• _SUPPLIED DATA_
PR #1245, opened 2026-08-02
Fix a nil crash and missing nil checks across the parser, type checker and RBS handling

apiology:
**Problem:** Strong-mode typechecking flags missing nil checks across the parser, type checker and RBS handling, one of which is a real crash.

The known crash involves parsing inline RBS:

```ruby
class Foo
  #: # invalid RBS
  def bar; end
end
```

• _WHAT YOU HAVE TO DO_
Only the lines from the one with "The known crash" through the end of the data should be printed, each exactly as it appears.

• _SOLUTION TO THIS TASK_
The known crash involves parsing inline RBS:

```ruby
class Foo
  #: # invalid RBS
  def bar; end
end
```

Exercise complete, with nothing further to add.